Truss outputs as well, if any use.

bash-5.1# echo "123 234 irrelevant" | truss lognormalizer -r test_ruleset.rb
execve("lognormalizer", 0x2FF22C34, 0x20015668)  argc: 3
read_sysconfig(0xF0785888, 0x00000010, 0x00000005, 0xD07C6500, 0xF02269A8, 0x00000008, 0x06010000, 0xF07F83C8) = 0x00000000
__loadx(0x0A040000, 0xD045E470, 0x00000008, 0x20000D64, 0x00000041) = 0x00000000
sbrk(0x00000000)                                = 0x20000EB0
vmgetinfo(0x2FF225F0, 7, 16)                    = 0
sbrk(0x00000000)                                = 0x20000EB0
__libc_sbrk(0x00000000)                         = 0x20000EB0
kopen("test_ruleset.rb", O_RDONLY)              = 3
kioctl(3, 22528, 0x00000000, 0x00000000)        Err#25 ENOTTY
kioctl(3, 22528, 0x00000000, 0x00000000)        Err#25 ENOTTY
kread(3, " v e r s i o n = 2\r\n r".., 4096)    = 55
close(3)                                        = 0
kopen("test_ruleset.rb", O_RDONLY)              = 3
kioctl(3, 22528, 0x00000000, 0x00000000)        Err#25 ENOTTY
kioctl(3, 22528, 0x00000000, 0x00000000)        Err#25 ENOTTY
kread(3, " v e r s i o n = 2\r\n r".., 4096)    = 55
kread(3, " v e r s i o n = 2\r\n r".., 4096)    = 0
close(3)                                        = 0
kioctl(0, 22528, 0x00000000, 0x00000000)        Err#25 ENOTTY
kread(0, " 1 2 3   2 3 4   i r r e".., 4096)    = 19
kioctl(1, 22528, 0x00000000, 0x00000000)        = 0
{ "that": "234", "this": "123" }
kwrite(1, " {   " t h a t " :   " 2".., 33)     = 33
kread(0, " 1 2 3   2 3 4   i r r e".., 4096)    = 0
kfcntl(1, F_GETFL, 0x00000000)                  = 67110914
kfcntl(2, F_GETFL, 0x2FF22FFC)                  = 67110914
_exit(0)

# dos2unix test_ruleset.rb
dos2unix: converting file test_ruleset.rb to Unix format...

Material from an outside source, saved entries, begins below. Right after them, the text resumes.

PR #279507, opened 2025-11-26
Osortega/multi-diff-core

osortega:


src/vs/workbench/contrib/chat/browser/chatInputPart.ts
```diff
@@ -2112,6 +2112,199 @@ export class ChatInputPart extends Disposable implements IHistoryNavigationWidge
...
 	}
 
+	/**
+	 * Renders file changes in the input widget from timeline diff data.
+	 * This is used for agent sessions that don't have a traditional editing session
+	 * but instead have diff data computed from the timeline.
+	 * NOTE: this is pretty much an addaptation of renderChatEditingSessionState above
+	 * but using IEditSessionEntryDiff observable instead.
+	 */
+	renderFileChangesFromDiffs(diffs: IObservable<readonly IEditSessionEntryDiff[]>, sessionResource: URI) {
```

# echo "123 234 irrelevant" | truss lognormalizer -r test_ruleset.rb
execve("lognormalizer", 0x2FF22C34, 0x20015668)  argc: 3
read_sysconfig(0xF0785888, 0x00000010, 0x00000005, 0xD07C6500, 0xF02269A8, 0x00000008, 0x06010000, 0xF07F83C8) = 0x00000000
__loadx(0x0A040000, 0xD045E470, 0x00000008, 0x20000D64, 0x00000041) = 0x00000000
sbrk(0x00000000)                                = 0x20000EB0
vmgetinfo(0x2FF225F0, 7, 16)                    = 0
sbrk(0x00000000)                                = 0x20000EB0
__libc_sbrk(0x00000000)                         = 0x20000EB0
kopen("test_ruleset.rb", O_RDONLY)              = 3
kioctl(3, 22528, 0x00000000, 0x00000000)        Err#25 ENOTTY
kioctl(3, 22528, 0x00000000, 0x00000000)        Err#25 ENOTTY
kread(3, " v e r s i o n = 2\n r u".., 4096)    = 53
kread(3, " v e r s i o n = 2\n r u".., 4096)    = 0
close(3)                                        = 0
    Received signal #11, SIGSEGV [default]
*** process killed ***

dbx output from the core:

# dbx lognormalizer
Type 'help' for help.
[using memory image in core]
reading symbolic information ...

Segmentation fault in asprintf at 0xd5b3ba20
0xd5b3ba20 (asprintf+0x8) 800c0000            lwz   r0,0x0(r12)

(dbx) where
asprintf() at 0xd5b3ba20
unnamed block in ln_pdagComponentSetIDs(ctx = 0x20000eb8, dag = 0x20000f08, prefix = ""), line 501 in "pdag.c"
unnamed block in ln_pdagComponentSetIDs(ctx = 0x20000eb8, dag = 0x20000f08, prefix = ""), line 501 in "pdag.c"
ln_pdagComponentSetIDs(ctx = 0x20000eb8, dag = 0x20000f08, prefix = ""), line 501 in "pdag.c"
ln_pdagOptimize(ctx = 0x20000eb8), line 529 in "pdag.c"
ln_sampLoad(ctx = 0x20000eb8, file = "test_ruleset.rb"), line 1165 in "samp.c"
ln_loadSamples(ctx = 0x20000eb8, file = "test_ruleset.rb"), line 167 in "liblognorm.c"
main(argc = 3, argv = 0x2ff22c28), line 493 in "lognormalizer.c"

(dbx) print prs
0x20002288 

(dbx) print prs->name
"this" 

 (dbx) print &id
0x2ff22a00 

(dbx) print prefix
"" 

(dbx) print id
(nil) 

(dbx) print prs->prsid
'^D' 
StrongestNumber9 commented 2 years ago

Note: Using the compat asprintf as the OS doesn't provide one.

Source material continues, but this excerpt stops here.